From f1b075df2e8510b6ebed405a857f6941913ddf9c Mon Sep 17 00:00:00 2001
From: =?UTF-8?q?Valentin=20Clement=20=28=E3=83=90=E3=83=AC=E3=83=B3?=
 =?UTF-8?q?=E3=82=BF=E3=82=A4=E3=83=B3=20=E3=82=AF=E3=83=AC=E3=83=A1?=
 =?UTF-8?q?=E3=83=B3=29?= <clementval@gmail.com>
Date: Sun, 2 Feb 2025 18:05:59 -0800
Subject: [PATCH] [flang][cuda] Pass the pinned variable in allocate calls
 (#125310)

---
 .../Optimizer/Builder/Runtime/RTBuilder.h     |  7 +++++
 .../include/flang/Runtime/CUDA/allocatable.h  | 22 ++++++++-------
 flang/include/flang/Runtime/CUDA/pointer.h    | 22 ++++++++-------
 .../Optimizer/Transforms/CUFOpConversion.cpp  | 23 ++++++++--------
 flang/runtime/CUDA/allocatable.cpp            | 23 +++++++++-------
 flang/runtime/CUDA/pointer.cpp                | 24 ++++++++++-------
 flang/test/Fir/CUDA/cuda-allocate.fir         | 27 ++++++++++++++-----
 7 files changed, 93 insertions(+), 55 deletions(-)

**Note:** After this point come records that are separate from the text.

PR #2272, opened 2026-07-20
Offload fallback DNS from event loops

pavel-ptashyts:
## Summary
- offload AHC's default blocking fallback `NameResolver` when resolution starts on a Netty event loop
- cover both redirect replay and SOCKS proxy bootstrap fallback resolution
- add client settings to enable or disable offload and tune its worker count and bounded queue size
- track pending resolutions so saturation and client shutdown complete them exceptionally instead of hanging
- preserve the existing caller-thread contract for custom `NameResolver` implementations
- document that the public resolver support types exist only for cross-package client wiring

## Configuration
- `fallbackNameResolverOffloadEnabled` defaults to `false` and must be enabled explicitly
- `fallbackNameResolverOffloadThreadsCount` defaults to `-1`, which uses the configured I/O thread count
- `fallbackNameResolverOffloadQueueSize` defaults to `0`, which selects an automatic bounded capacity

## Motivation
The legacy fallback path uses Netty's JDK-backed `DefaultNameResolver`. Redirect replays and SOCKS proxy bootstrap can enter that path from Netty event loops, so a cold or slow OS DNS lookup can block the loop. `AddressResolverGroup` users remain on the existing asynchronous path, off-loop calls retain their current behavior, and custom resolvers are not moved to an unexpected thread.

A bounded shared pool prevents an unbounded request backlog. Pending promises are tracked and failed when the pool rejects work or the client closes, including tasks removed from the queue by shutdown.

The resolver support classes are public only because client wiring crosses package boundaries. Applications should enable and tune the feature through `AsyncHttpClientConfig`.

## Validation
- `./mvnw -pl client -am -Dtest='AddressResolverGroupTest#defaultSocksProxyResolverUsesOffloadPool' -Dsurefire.failIfNoSpecifiedTests=false test`
- `./mvnw -pl client -Dtest='AddressResolverGroupTest#defaultNameResolverOnRedirectUsesOffloadPool+defaultNameResolverOnRedirectKeepsInlineBehavior,AsyncHttpClientDefaultsTest#testDefaultFallbackNameResolverOffloadEnabled,NameResolverOffloadTest' test`
- `./mvnw -pl client -DskipTests -Dgpg.skip=true verify`

## Attribution


pavel-ptashyts:
Closing by decision; performance-plan item 1.1 will be marked skipped.

PR #2275, opened 2026-07-20
Validate converted HTTP/2 headers and trailers

pavel-ptashyts:
## Summary

* retain complete HTTP token and value validation when converting HTTP/2 response headers and trailers
* drop the trailer-prohibited fields (Content-Length, Transfer-Encoding, Trailer) instead of rejecting them
* centralize pseudo-header filtering without a per-frame capturing lambda
* cover malformed names and values, empty names, and prohibited trailer fields

## Motivation

The original implementation assumed the HTTP/2 decoder had already performed complete header-name validation. Netty 4.2.15 validates HTTP/2 casing and pseudo-header rules, but it does not enforce the complete HTTP token syntax, and decoded values are not validated by default. Disabling name validation therefore removed the only complete check before headers reached user code.

This revision keeps Netty's normal header validation on both the response and trailer paths, so names are token-checked and values are CR/LF-checked exactly as they were before.

Trailers additionally drop the fields that cannot be processed after the content, matching HttpObjectDecoder.isPermittedTrailingHeader. Dropping rather than rejecting is deliberate. RFC 9110 section 6.5.1 puts the constraint on the sender, and the only recipient-level requirement in that section concerns merging trailers into the header section, which this code does not do. Rejecting would also fail a response whose body has already been delivered to the AsyncHandler, and would make HTTP/2 behave differently from HTTP/1 for the same server response, since HttpObjectDecoder drops these fields silently.

The shared enhanced-for copy path avoids a capturing lambda allocation for each response and trailer frame.

## Validation

* JDK 11 focused Http2HandlerTest: 5 tests passed
* JDK 11 `./mvnw clean verify`: build, tests, Javadocs, signing, and Revapi passed

## Attribution

Codex on behalf of Pavel Ptashyt

### DIFF
--- a/client/src/main/java/org/asynchttpclient/netty/handler/Http2Handler.java
+++ b/client/src/main/java/org/asynchttpclient/netty/handler/Http2Handler.java
@@ -19,9 +19,10 @@ import io.netty.buffer.ByteBuf;
 import io.netty.channel.Channel;
 import io.netty.channel.ChannelHandler.Sharable;
 import io.netty.channel.ChannelHandlerContext;
-import io.netty.handler.codec.http.DefaultHttpHeaders;
+import io.netty.handler.codec.http.DefaultHttpHeadersFactory;
 import io.netty.handler.codec.http.DefaultHttpResponse;
 import io.netty.handler.codec.http.HttpHeaders;
+import io.netty.handler.codec.http.HttpHeadersFactory;
 import io.netty.handler.codec.http.HttpResponse;
 import io.netty.handler.codec.http.HttpResponseStatus;
 import io.netty.handler.codec.http.HttpVersion;
@@ -56,6 +57,8 @@ import java.io.IOException;
 public final class Http2Handler extends AsyncHttpClientHandler {
 
     private static final HttpVersion HTTP_2 = new HttpVersion("HTTP", 2, 0, true);
+    private static final HttpHeadersFactory RESPONSE_HEADERS_FACTORY =
+            DefaultHttpHeadersFactory.headersFactory().withNameValidation(false);
 
     public Http2Handler(AsyncHttpClientConfig config, ChannelManager channelManager, NettyRequestSender requestSender) {
         super(config, channelManager, requestSender);
@@ -146,14 +149,7 @@ public final class Http2Handler extends AsyncHttpClientHandler {
         }
         HttpResponseStatus nettyStatus = HttpResponseStatus.valueOf(statusCode);
 
-        // Build HTTP/1.1-style headers, skipping HTTP/2 pseudo-headers (start with ':')
-        HttpHeaders responseHeaders = new DefaultHttpHeaders();
-        h2Headers.forEach(entry -> {
-            CharSequence name = entry.getKey();
-            if (name.length() > 0 && name.charAt(0) != ':') {
-                responseHeaders.add(name, entry.getValue());
-            }
-        });
+        HttpHeaders responseHeaders = copyHttp2Headers(h2Headers);
 
         // Build a synthetic HttpResponse so the existing interceptor chain can be reused unchanged
         HttpResponse syntheticResponse = new DefaultHttpResponse(HTTP_2, nettyStatus, responseHeaders);
@@ -222,13 +218,7 @@ public final class Http2Handler extends AsyncHttpClientHandler {
                                                   NettyResponseFuture<?> future, AsyncHandler<?> handler) throws Exception {
         Http2Headers h2Headers = headersFrame.headers();
 
-        HttpHeaders trailingHeaders = new DefaultHttpHeaders();
-        h2Headers.forEach(entry -> {
-            CharSequence name = entry.getKey();
-            if (name.length() > 0 && name.charAt(0) != ':') {
-                trailingHeaders.add(name, entry.getValue());
-            }
-        });
+        HttpHeaders trailingHeaders = copyHttp2Headers(h2Headers);
 
         boolean abort = false;
         if (!trailingHeaders.isEmpty()) {
@@ -238,6 +228,19 @@ public final class Http2Handler extends AsyncHttpClientHandler {
         if (abort || headersFrame.isEndStream()) {
             finishUpdate(future, channel, false);
         }
+    }
+
+    static HttpHeaders copyHttp2Headers(Http2Headers h2Headers) {
+        // The HTTP/2 decoder validates names but not values by default. Avoid repeating the name scan while
+        // retaining the HTTP/1 value validator that rejects CR/LF and other prohibited characters.
+        HttpHeaders headers = RESPONSE_HEADERS_FACTORY.newHeaders();
+        h2Headers.forEach(entry -> {
+            CharSequence name = entry.getKey();
+            if (name.length() > 0 && name.charAt(0) != ':') {
+                headers.add(name, entry.getValue());
+            }
+        });
+        return headers;
     }
 
     /**
--- a/client/src/main/java/org/asynchttpclient/netty/handler/Http2Handler.java
+++ b/client/src/main/java/org/asynchttpclient/netty/handler/Http2Handler.java
@@ -42,6 +42,7 @@ import org.asynchttpclient.netty.channel.Channels;
 import org.asynchttpclient.netty.request.NettyRequestSender;
 
 import java.io.IOException;
+import java.util.Map;
 
 /**
  * HTTP/2 channel handler for stream child channels created by {@link io.netty.handler.codec.http2.Http2MultiplexHandler}.
@@ -57,8 +58,8 @@ import java.io.IOException;
 public final class Http2Handler extends AsyncHttpClientHandler {
 
     private static final HttpVersion HTTP_2 = new HttpVersion("HTTP", 2, 0, true);
-    private static final HttpHeadersFactory RESPONSE_HEADERS_FACTORY =
-            DefaultHttpHeadersFactory.headersFactory().withNameValidation(false);
+    private static final HttpHeadersFactory RESPONSE_HEADERS_FACTORY = DefaultHttpHeadersFactory.headersFactory();
+    private static final HttpHeadersFactory TRAILING_HEADERS_FACTORY = DefaultHttpHeadersFactory.trailersFactory();
 
     public Http2Handler(AsyncHttpClientConfig config, ChannelManager channelManager, NettyRequestSender requestSender) {
         super(config, channelManager, requestSender);
@@ -218,7 +219,7 @@ public final class Http2Handler extends AsyncHttpClientHandler {
                                                   NettyResponseFuture<?> future, AsyncHandler<?> handler) throws Exception {
         Http2Headers h2Headers = headersFrame.headers();
 
-        HttpHeaders trailingHeaders = copyHttp2Headers(h2Headers);
+        HttpHeaders trailingHeaders = copyHttp2Trailers(h2Headers);
 
         boolean abort = false;
         if (!trailingHeaders.isEmpty()) {
@@ -231,15 +232,22 @@ public final class Http2Handler extends AsyncHttpClientHandler {
     }
 
     static HttpHeaders copyHttp2Headers(Http2Headers h2Headers) {
-        // The HTTP/2 decoder validates names but not values by default. Avoid repeating the name scan while
-        // retaining the HTTP/1 value validator that rejects CR/LF and other prohibited characters.
-        HttpHeaders headers = RESPONSE_HEADERS_FACTORY.newHeaders();
-        h2Headers.forEach(entry -> {
+        return copyHttp2Headers(h2Headers, RESPONSE_HEADERS_FACTORY);
+    }
+
+    static HttpHeaders copyHttp2Trailers(Http2Headers h2Headers) {
+        return copyHttp2Headers(h2Headers, TRAILING_HEADERS_FACTORY);
+    }
+
+    private static HttpHeaders copyHttp2Headers(Http2Headers h2Headers, HttpHeadersFactory headersFactory) {
+        // HTTP/2 validation does not enforce HTTP token syntax or header values, so validate both while converting.
+        HttpHeaders headers = headersFactory.newHeaders();
+        for (Map.Entry<CharSequence, CharSequence> entry : h2Headers) {
             CharSequence name = entry.getKey();
             if (name.length() > 0 && name.charAt(0) != ':') {
                 headers.add(name, entry.getValue());
             }
-        });
+        }
         return headers;
     }
 
--- a/client/src/main/java/org/asynchttpclient/netty/handler/Http2Handler.java
+++ b/client/src/main/java/org/asynchttpclient/netty/handler/Http2Handler.java
@@ -21,6 +21,7 @@ import io.netty.channel.ChannelHandler.Sharable;
 import io.netty.channel.ChannelHandlerContext;
 import io.netty.handler.codec.http.DefaultHttpHeadersFactory;
 import io.netty.handler.codec.http.DefaultHttpResponse;
+import io.netty.handler.codec.http.HttpHeaderNames;
 import io.netty.handler.codec.http.HttpHeaders;
 import io.netty.handler.codec.http.HttpHeadersFactory;
 import io.netty.handler.codec.http.HttpResponse;
@@ -58,8 +59,7 @@ import java.util.Map;
 public final class Http2Handler extends AsyncHttpClientHandler {
 
     private static final HttpVersion HTTP_2 = new HttpVersion("HTTP", 2, 0, true);
-    private static final HttpHeadersFactory RESPONSE_HEADERS_FACTORY = DefaultHttpHeadersFactory.headersFactory();
-    private static final HttpHeadersFactory TRAILING_HEADERS_FACTORY = DefaultHttpHeadersFactory.trailersFactory();
+    private static final HttpHeadersFactory HEADERS_FACTORY = DefaultHttpHeadersFactory.headersFactory();
 
     public Http2Handler(AsyncHttpClientConfig config, ChannelManager channelManager, NettyRequestSender requestSender) {
         super(config, channelManager, requestSender);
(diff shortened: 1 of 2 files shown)


client/src/main/java/org/asynchttpclient/netty/handler/Http2Handler.java
```diff
@@ -56,6 +57,8 @@
 public final class Http2Handler extends AsyncHttpClientHandler {
 
     private static final HttpVersion HTTP_2 = new HttpVersion("HTTP", 2, 0, true);
+    private static final HttpHeadersFactory RESPONSE_HEADERS_FACTORY =
```
hyperxpro: This is the core issue. Turning off name validation here is not removing a duplicate check, it is removing the only check. Netty's HTTP/2 name validation rejects uppercase and nothing else, so everything the HTTP/1 token validator was catching now passes straight through into the headers we hand to user code.

I suggest dropping withNameValidation(false) and using DefaultHttpHeadersFactory.headersFactory() as is, or just going back to new DefaultHttpHeaders(). Keeping the factory as a hoisted static is fine and thread safe under Sharable, so that part can stay if you prefer it.

client/src/main/java/org/asynchttpclient/netty/handler/Http2Handler.java
```diff
@@ -240,6 +230,19 @@ private void handleHttp2TrailingHeadersFrame(Http2HeadersFrame headersFrame, Cha
         }
     }
 
+    static HttpHeaders copyHttp2Headers(Http2Headers h2Headers) {
+        // The HTTP/2 decoder validates names but not values by default. Avoid repeating the name scan while
```
hyperxpro: This comment is the part I would most want fixed even after the code is sorted out. The second clause is correct, the decoder genuinely does not validate values. The first clause is not, and left in the tree it will convince the next person reading this method that the copy is safe when it is not. Comments that assert an invariant tend to outlive the reasoning behind them, so it is worth rewriting rather than deleting.

client/src/main/java/org/asynchttpclient/netty/handler/Http2Handler.java
```diff
@@ -222,13 +218,7 @@ private void handleHttp2TrailingHeadersFrame(Http2HeadersFrame headersFrame, Cha
...
         Http2Headers h2Headers = headersFrame.headers();
 
-        HttpHeaders trailingHeaders = new DefaultHttpHeaders();
-        h2Headers.forEach(entry -> {
-            CharSequence name = entry.getKey();
-            if (name.length() > 0 && name.charAt(0) != ':') {
-                trailingHeaders.add(name, entry.getValue());
-            }
-        });
+        HttpHeaders trailingHeaders = copyHttp2Headers(h2Headers);
```
hyperxpro: Not introduced by this PR, but this is the natural moment to raise it since you are centralising the code. The trailers path uses the same response factory, so it never gets Netty's trailer specific restrictions. trailersFactory() additionally rejects Content-Length, Transfer-Encoding and Trailer in trailers, per RFC 9110 section 6.5.1, and I confirmed those three are rejected by that factory and accepted by the one used here.

Worth knowing that the H2 layer does not cover this either. I checked HttpHeaderValidationUtil.isConnectionHeader and it returns true for transfer-encoding, connection, te, keep-alive and upgrade, but false for content-length. So nothing anywhere currently rejects Content-Length in an HTTP/2 trailer. Happy for this to be a follow up rather than scope creep here, but note that trailersFactory().withNameValidation(false) would not help, since that flag disables the trailer restrictions too. The flag has to go first.

client/src/main/java/org/asynchttpclient/netty/handler/Http2Handler.java
```diff
@@ -240,6 +230,19 @@ private void handleHttp2TrailingHeadersFrame(Http2HeadersFrame headersFrame, Cha
         }
     }
 
+    static HttpHeaders copyHttp2Headers(Http2Headers h2Headers) {
+        // The HTTP/2 decoder validates names but not values by default. Avoid repeating the name scan while
+        // retaining the HTTP/1 value validator that rejects CR/LF and other prohibited characters.
+        HttpHeaders headers = RESPONSE_HEADERS_FACTORY.newHeaders();
+        h2Headers.forEach(entry -> {
```
hyperxpro: Small aside while this loop is being touched. The lambda captures headers, so it cannot be cached and a fresh instance is allocated per response and again per trailer frame. A plain enhanced for loop over the entries removes that allocation at no cost to safety, which is a cleaner win than the one this PR is going for.

client/src/main/java/org/asynchttpclient/netty/handler/Http2Handler.java
```diff
@@ -240,6 +230,19 @@ private void handleHttp2TrailingHeadersFrame(Http2HeadersFrame headersFrame, Cha
...
+            CharSequence name = entry.getKey();
+            if (name.length() > 0 && name.charAt(0) != ':') {
```
hyperxpro: Worth being aware that this guard is now the only thing stopping empty names. Previously the default validator rejected them as well. With name validation off the replacement is a not null check, so an empty name would be accepted if it ever reached the add call. Behaviour is unchanged today because this line filters them, but the backstop is gone and nothing tests this line.

client/src/test/java/org/asynchttpclient/netty/handler/Http2HandlerTest.java
```diff
@@ -0,0 +1,48 @@
...
+import org.junit.jupiter.api.Test;
+
+import static org.junit.jupiter.api.Assertions.assertEquals;
+import static org.junit.jupiter.api.Assertions.assertFalse;
+import static org.junit.jupiter.api.Assertions.assertThrows;
+
+class Http2HandlerTest {
+
+    @Test
+    void copiesDecoderValidatedHeaderNamesWithoutRevalidation() {
```
hyperxpro: This test pins the regression as intended behaviour, and the method name states the claim that does not hold. The name used here is not decoder validated. Passing false to DefaultHttp2Headers looks like it is there to construct something the decoder would have rejected, but DefaultHttp2Headers with validation on accepts this name too, because it contains no uppercase. A space is in the forbidden range in RFC 9113 section 8.2.1.

I suggest inverting it, so it asserts that a name containing CRLF is rejected. That is the property worth locking down, and it is the one that regressed. If it helps I have a reproduction that goes through the real encoder and decoder rather than constructing headers by hand, and I am happy to contribute it.

client/src/test/java/org/asynchttpclient/netty/handler/Http2HandlerTest.java
```diff
@@ -0,0 +1,48 @@
...
+                .add("invalid name", "value");
+
+        HttpHeaders copy = Http2Handler.copyHttp2Headers(source);
+
+        assertEquals("value", copy.get("invalid name"));
+        assertFalse(copy.contains(":status"));
+    }
+
+    @Test
+    void stillValidatesHeaderValues() {
```
hyperxpro: This one is good and I would keep it regardless of what happens to the rest of the PR. Value validation on this path was not covered before and it is the property that actually needs a guard, since the decoder does not check values at all.

hyperxpro (changes requested):

client/src/main/java/org/asynchttpclient/netty/handler/Http2Handler.java
pavel-ptashyts: Added a focused test for the empty-name guard. Empty names are skipped before insertion, while the destination validator remains the backstop for malformed non-empty names.

client/src/main/java/org/asynchttpclient/netty/handler/Http2Handler.java
pavel-ptashyts: Agreed. Removed withNameValidation(false). Converted response headers now use Netty's default name and value validators.

client/src/main/java/org/asynchttpclient/netty/handler/Http2Handler.java
pavel-ptashyts: Replaced the capturing lambda with an enhanced for loop shared by response headers and trailers.

client/src/test/java/org/asynchttpclient/netty/handler/Http2HandlerTest.java
pavel-ptashyts: Kept and renamed the value-validation test. It continues to verify that CRLF in a decoded header value is rejected.

client/src/main/java/org/asynchttpclient/netty/handler/Http2Handler.java
pavel-ptashyts: Rewrote the comment to state the actual boundary: HTTP/2 validation does not enforce complete HTTP token syntax or decoded values, so both are validated during conversion.

client/src/test/java/org/asynchttpclient/netty/handler/Http2HandlerTest.java
pavel-ptashyts: Agreed and inverted the test. It now verifies that a CRLF-containing name is rejected during conversion; the previous invalid-name acceptance claim has been removed.

client/src/main/java/org/asynchttpclient/netty/handler/Http2Handler.java
pavel-ptashyts: Applied the trailer-specific factory in this revision. Content-Length, Transfer-Encoding, and Trailer are now rejected before trailing headers reach the handler.

pavel-ptashyts:
Addressed all review feedback in 0411239fe:

- restored complete response-header name and value validation
- applied trailer-specific restrictions
- replaced the capturing copy lambda with an enhanced for loop
- added coverage for malformed and empty names, malformed values, and prohibited trailers
- corrected the PR title and description to reflect the revised scope

The focused tests and the full JDK 11 ./mvnw clean verify pass.

client/src/main/java/org/asynchttpclient/netty/handler/Http2Handler.java
```diff
@@ -56,6 +58,8 @@
 public final class Http2Handler extends AsyncHttpClientHandler {
 
     private static final HttpVersion HTTP_2 = new HttpVersion("HTTP", 2, 0, true);
+    private static final HttpHeadersFactory RESPONSE_HEADERS_FACTORY = DefaultHttpHeadersFactory.headersFactory();
+    private static final HttpHeadersFactory TRAILING_HEADERS_FACTORY = DefaultHttpHeadersFactory.trailersFactory();
```
hyperxpro: This is the one thing blocking me. trailersFactory throws IllegalArgumentException on Content-Length, Transfer-Encoding and Trailer, and that exception has nowhere good to go. It propagates out of copyHttp2Trailers into the catch in handleRead and ends up in streamFailed, so a response whose body we already handed to the user fails at the very last moment.

I suggest dropping this constant and using the response factory for both paths, then skipping the prohibited names in the trailer copy instead of failing on them. That keeps the full name and value validation this PR is actually for, and matches what HttpObjectDecoder already does on the HTTP/1 side.

It's worth knowing that only two of the three names actually matter here. I checked and Netty's HTTP/2 decoder rejects transfer-encoding earlier as a connection specific header, so it never reaches this code. Still worth listing it for parity with the HTTP/1 helper, just do not expect it to fire.

With one factory left, the RESPONSE prefix on line 61 stops earning its keep. HEADERS_FACTORY reads better.

client/src/main/java/org/asynchttpclient/netty/handler/Http2Handler.java
```diff
@@ -240,6 +231,26 @@ private void handleHttp2TrailingHeadersFrame(Http2HeadersFrame headersFrame, Cha
         }
     }
 
+    static HttpHeaders copyHttp2Headers(Http2Headers h2Headers) {
+        return copyHttp2Headers(h2Headers, RESPONSE_HEADERS_FACTORY);
+    }
+
+    static HttpHeaders copyHttp2Trailers(Http2Headers h2Headers) {
```
hyperxpro, line 238: Following on from the factory comment. If you take a boolean here rather than a factory, the two entry points stay as thin as they are now and the shared loop gets one extra skip. Something like this, which I have run against decoder produced names.

private static HttpHeaders copyHttp2Headers(Http2Headers h2Headers, boolean trailers) with the loop body doing continue when the name is empty or starts with a colon, then continue when trailers is true and the name is one of the three prohibited ones, then add.

The prohibited check itself mirrors HttpObjectDecoder.isPermittedTrailingHeader, which is a private static in Netty so we cannot call it directly. Three contentEqualsIgnoreCase calls against HttpHeaderNames.CONTENT_LENGTH, TRANSFER_ENCODING and TRAILER does the same job.

Results from running exactly that. Trailers of content-length alone give an empty set, grpc-status plus content-length gives just grpc-status, x-checksum alone survives untouched, and nothing throws. Response path still returns content-length and x-ok while skipping the status pseudo-header. Bad names and bad values are still rejected on both paths.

diff --git a/flang/include/flang/Optimizer/Builder/Runtime/RTBuilder.h b/flang/include/flang/Optimizer/Builder/Runtime/RTBuilder.h
index eaa1de76154d933..116b927a86a7a9a 100644
--- a/flang/include/flang/Optimizer/Builder/Runtime/RTBuilder.h
+++ b/flang/include/flang/Optimizer/Builder/Runtime/RTBuilder.h
@@ -401,6 +401,13 @@ constexpr TypeBuilderFunc getModel<bool &>() {
   };
 }
 template <>
+constexpr TypeBuilderFunc getModel<bool *>() {
+  return [](mlir::MLIRContext *context) -> mlir::Type {
+    TypeBuilderFunc f{getModel<bool>()};
+    return fir::ReferenceType::get(f(context));
+  };
+}
+template <>
 constexpr TypeBuilderFunc getModel<unsigned short>() {
   return [](mlir::MLIRContext *context) -> mlir::Type {
     return mlir::IntegerType::get(
diff --git a/flang/include/flang/Runtime/CUDA/allocatable.h b/flang/include/flang/Runtime/CUDA/allocatable.h
index 0a96f73b6be44bb..822f2d4a2b297db 100644
--- a/flang/include/flang/Runtime/CUDA/allocatable.h
+++ b/flang/include/flang/Runtime/CUDA/allocatable.h
@@ -18,28 +18,30 @@ extern "C" {
 
 /// Perform allocation of the descriptor.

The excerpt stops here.